NOTE:- you can have multiple columns or categories (tab-delimited) of the samples in the metadata file; However, the first column needs to be labeled "sample_id" (REQUIRED!)
sample_id type
31D A
32Da A
34D A
35Da A
36Da A
C16 B
C18 B
C19 B
C22 B
- Convert stratified output to 4 column format For this, we first need to convert the Kraken2 output files for each of the metagenomes into an abundance (counts) matrix. This file also be useful for the Metacoder visalization (https://rpubs.com/dhwanikdesai/736732)
First we need to get a list of the sample tags and the corresponding kraken2 output files (such as in the example below)
31D kraken2_outraw_0.05/31D.kraken.txt
32Da kraken2_outraw_0.05/32Da.kraken.txt
34D kraken2_outraw_0.05/34D.kraken.txt
35Da kraken2_outraw_0.05/35Da.kraken.txt
36Da kraken2_outraw_0.05/36Da.kraken.txt
C16 kraken2_outraw_0.05/C16.kraken.txt
C18 kraken2_outraw_0.05/C18.kraken.txt
C19 kraken2_outraw_0.05/C19.kraken.txt
C22 kraken2_outraw_0.05/C22.kraken.txt
C23 kraken2_outraw_0.05/C23.kraken.txt
This can be done by cutting the sample_id column from the metadata file.
Next, make a list of the Kraken2 output files for each sample (generated in step 3.1), and then paste the two together
cut -f 1 <project>_metadata.txt > sample_tags.txt
ls -1 kraken2_outraw/* > kraken2_results.txt
paste sample_tags.txt kraken2_results.txt > input_for_taxonomy_abundance_script.txt
Once this input file is ready run the add_6levelsTaxonomy_to_Kraken2Results.py python script (You would need the ete3 package installed):
python /home/shared/MH2/MMSeqs2_functional_annotation/add_6levelsTaxonomy_to_Kraken2Results.py --taxafilelist input_for_taxonomy_abundance_script.txt --outfile PROJECT-kraken2_abundance_matrix-6level-tax.txt
Finally, run the following script to convert the stratified RPKM output file generated in step 5.2 to the 4-column format required by the Visualizer app
python /home/shared/MH2/MMSeqs2_functional_annotation/convert_stratifiedRpkm_to_SankeyFormat.py --StratFileName PROJECT-strat-matrix-RPKM.txt --taxaAbundFile PROJECT-kraken2_abundance_matrix-6level-tax.txt --outfile PROJECT-rpkm-stratified-SankeyFormat.txt
- Run the visualizer app from Github Gist The visualizer app Jarrvis (Just Another stRatified Rpkm VISualizer) is available to run locally from the github gist at https://gist.github.com/dhwanidesai/943ff5fdbd94815cc27f302d9f56ff0b.

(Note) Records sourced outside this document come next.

PR #3061, opened 2018-12-18
Add clean CAVLC B-frame decoder support.

xiaotianshicomcast:


codec/decoder/core/inc/decode_slice.h
```diff
@@ -1,99 +1,103 @@
...
-void WelsBlockZero16x16_c (int16_t* block, int32_t stride);
-void WelsBlockZero8x8_c (int16_t* block, int32_t stride);
-
-} // namespace WelsDec
-
-#endif //WELS_DECODE_SLICE_H__
-
-
+/*!
+ * \copy
```
thaytan: This header is almost all whitespace change because of switching to Windows line endings. I'm not sure why that's happened just to this file and parse_mb_syn_cavlc.h and not others.

codec/decoder/core/src/mv_pred.cpp
```diff
@@ -320,6 +320,10 @@ int32_t GetColocatedMb (PWelsDecoderContext pCtx, MbType& mbType, SubMbType& sub
   }
 
   MbType coloc_mbType = colocPic->pMbType[iMbXy];
+  if (coloc_mbType == MB_TYPE_SKIP) {
+    //This indicates the colocated MB is P SKIP MB
+    coloc_mbType |= MB_TYPE_16x16 | MB_TYPE_P0L0 | MB_TYPE_P1L0;
+  }
```
thaytan: This change doesn't seems like a general fix, not CAVLC specific. It should be in a separate commit?

codec/decoder/plus/src/welsDecoderExt.cpp
```diff
@@ -744,7 +744,7 @@ void CWelsDecoder::OutputStatisticsLog (SDecoderStatistics& sDecoderStatistics)
 
 DECODING_STATE CWelsDecoder::ReorderPicturesInDisplay (unsigned char** ppDst, SBufferInfo* pDstInfo) {
   if (pDstInfo->iBufferStatus == 1 && m_pDecContext->pSps->uiProfileIdc != 66
-      && m_pDecContext->pPps->bEntropyCodingModeFlag) {
+      /*&& m_pDecContext->pPps->bEntropyCodingModeFlag*/) {
```
thaytan: I think it would be better to delete the bEntropyCodingModeFlag check entirely. It's just clutter now.

sijchen:
close this for conflicts.

PR #3064, opened 2018-12-19
Add clean CAVLC B-Frame decoder support without whitespace change and…

xiaotianshicomcast:
… general fix.


mstorsjo:
Thanks for getting this done!

With this done, I'm still seeing issues with reordering on lots of clips. One test clip is e.g. 
https://download.blender.org/peach/bigbuckbunny_movies/big_buck_bunny_480p_h264.mov, which displays the same phenomenon as on many other samples - frames are returned in the wrong order with non-increasing timestamps. The reordering does however work on one small sample though, so the libavcodec wrapper that I'm using should be working in general.

thaytan:
I've been looking at the output re-ordering issue. It's a problem with some clips, but I'm not sure what the trigger is yet. We should track that in a separate issue

PR #3065, opened 2018-12-19
Bugzilla 1479656, 1485229 and 1486223 fixes

xiaotianshicomcast:


mstorsjo:
This pull request also contains a version of the CAVLC B-frame support. As that is merged now, perhaps it's ok though, but it would be nicer to have it on a new plain branch without any extra commits.

huili2:
This has duplicated code as other ones? Need close this one or not?

xiaotiansf:
@sijchen I created a separate #PR3085 which only includes the Bugzilla fixes. So this #PR 3065 can be removed.

huili2:
close this one as it is done by other PRs.

PR #3068, opened 2018-12-20
Add user level malloc/free support

kevincoyle2018:
Added a way via ISVCDecoder::SetOption to register user provided malloc/free.   The signature differs from void(*)(size_t) since it looks like current practice at this API level is to not use size_t and other typedefs.  Additionally, internal malloc equivalents WelsMalloc/WelsMallocz take a uint32_t instead of size_t so the signature is consistent across levels.

This allows application writers to hook into memory allocation without modifying prebuilt binaries.


kevincoyle2018:
Addressing this via a different API now

PR #3080, opened 2019-01-03
Update and fix temporal direct prediction and fix multi-reference pic…

xiaotiansf:
…ure re-ordering. Pending to fix possible decoded B-frame overwritten.


huili2:
not quite code review done, but mostly seems OK to me.

PR #3085, opened 2019-01-08
Bugzilla 1479656, 1485229 and 1486223 fixes without mixing with other…

xiaotiansf:
… update.


xiaotiansf:
@huili2 The removed lines 213 "else {..." does look correct. But I realized that the same code must also be inserted right after line (now) 303, which make the code inefficient. Since this condition only happens at a new sequence beginning, It is much easier and better to do it in lines 829-832 in "decoder.cpp". That's why.

PR #3091, opened 2019-01-30
Additional fix for Bugzilla reported bug-1522172. Do not try to contin…

xiaotiansf:
…ue B-frame temporal direct prediction when previously encountered a concealed errors.


codec/decoder/core/src/decode_slice.cpp
```diff
@@ -2371,6 +2371,12 @@ int32_t WelsDecodeMbCavlcBSlice (PWelsDecoderContext pCtx, PNalUnit pNalCur, uin
     memset (pCurLayer->pRefIndex[LIST_1][iMbXy], 0, sizeof (int8_t) * 16);
     pCtx->bMbRefConcealed = pCtx->bRPLRError || pCtx->bMbRefConcealed || ! (ppRefPicL0[0] && ppRefPicL0[0]->bIsComplete)
                             || ! (ppRefPicL1[0] && ppRefPicL1[0]->bIsComplete);
+
+    if (pCtx->bMbRefConcealed) {
+      SLogContext* pLogCtx = & (pCtx->sLogCtx);
+      WelsLog (pLogCtx, WELS_LOG_ERROR, "Ref Picture for B-Slice is lost, B-Slice decoding cannot be continued!");
```
huili2: WELS_LOG_ERROR may be flooding if actual ref pic is lost. Can consider to remove the log in the future.

PR #3790, opened 2024-09-24
Motion Vector Extraction from H.264 Encoded Bitstream (CABAC Only)

mohammedzakikochargi:
This PR introduces a feature that allows the extraction of motion vectors from H.264 encoded bitstreams, specifically for streams using CABAC (Context-Adaptive Binary Arithmetic Coding), without performing full frame reconstruction. By focusing only on CABAC, this optimization reduces the computational overhead for decoding when motion vectors are the primary data of interest.

Key benefits:

CABAC-specific optimization: Reduces decoding time by bypassing frame reconstruction in CABAC-encoded streams, which typically consume the most computational resources.
Efficient for motion analysis: Ideal for use cases requiring only motion vector data, such as motion tracking and real-time analysis.
Streamlined decoding: Maintains the integrity of the bitstream while providing an efficient way to access motion vectors.
This enhancement is especially valuable for performance-critical applications where CABAC encoding is used, and full frame reconstruction is unnecessary.

### DIFF
--- a/codec/api/wels/codec_api.h
+++ b/codec/api/wels/codec_api.h
@@ -45,6 +45,7 @@ typedef unsigned char bool;
 
 #include "codec_app_def.h"
 #include "codec_def.h"
+#include <stdint.h>
 
 #if defined(_WIN32) || defined(__cdecl)
 #define EXTAPI __cdecl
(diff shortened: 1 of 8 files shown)


joakim-tjernlund:
Since current master break ABI anyway, I guess it would be good to have this merged as well.

PR #3793, opened 2024-10-18
Remove missingFrames arg from GMP API

Pehrsons:
It is being removed from the interface in https://github.com/mozilla/gmp-api/pull/24.


Pehrsons:
Not planning to do this anymore.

To run this app you would require a local install of Rstudio (R version 4) with the shiny package (required). Once Rstudio is installed, open it and run the following commands
library(shiny)
runGist("943ff5fdbd94815cc27f302d9f56ff0b")

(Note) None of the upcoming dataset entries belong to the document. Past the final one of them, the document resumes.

PR #3824, opened 2024-12-13
Allow calculating PSNR for Y/U/V components

fippo:
by requesting this either as a option for all frames in
  SEncParamExt.bPsnrY (and U/V)
or per-frame using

This should bring up the app interface. Here you can upload the stratified Rpkm file (in the 4-column format that we generated above) and the metadata file.

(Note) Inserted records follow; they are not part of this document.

PR #3836, opened 2025-01-24
psnr: do not use NAN, initialize to 0

fippo:
which is not supported in some older compilers as pointed out in #3824 Applications should always check whether they requested calculating PSNR before evaluating that field in the result.


fippo:
@BenzhengZhang PTAL

BenzhengZhang (approved):

PR #3894, opened 2025-09-06
Enable access to reconstructed picture output in the encoder

marecki315:
Access to the reconstructed frame from the H.264 encoder is useful in scenarios where the application layer needs to perform further processing or analysis on the encoded video. By exposing the reconstructed picture, the encoder facilitates integration with advanced video processing workflows and enables more flexible application-level control.


freitaschega2368-rgb:
https://go.wps.com/a8M4ofQQ8WW2

PR #3905, opened 2025-10-14
guard aarch64 assembly with __aarch64__

akallabeth:
The symbol HAVE_NEON_AARCH64 is defined by the build system and not a full compile time check. When building multiarch binaries (apple universal) then also check for the compiler defined symbol __aarch64__ to ensure we are in the arm64 compiler block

The app has options for collapsing the RPKM table at the desired level of taxonomy and the desired RPKM threshold for visualization.
Clicking on the Sample group nodes will highlight the linkages to the taxonomy nodes and the corresponding function nodes. Hovering over nodes or links will display the underlying RPKM value.
You can also select the format to download the resulting plot (png, pdf or jpeg).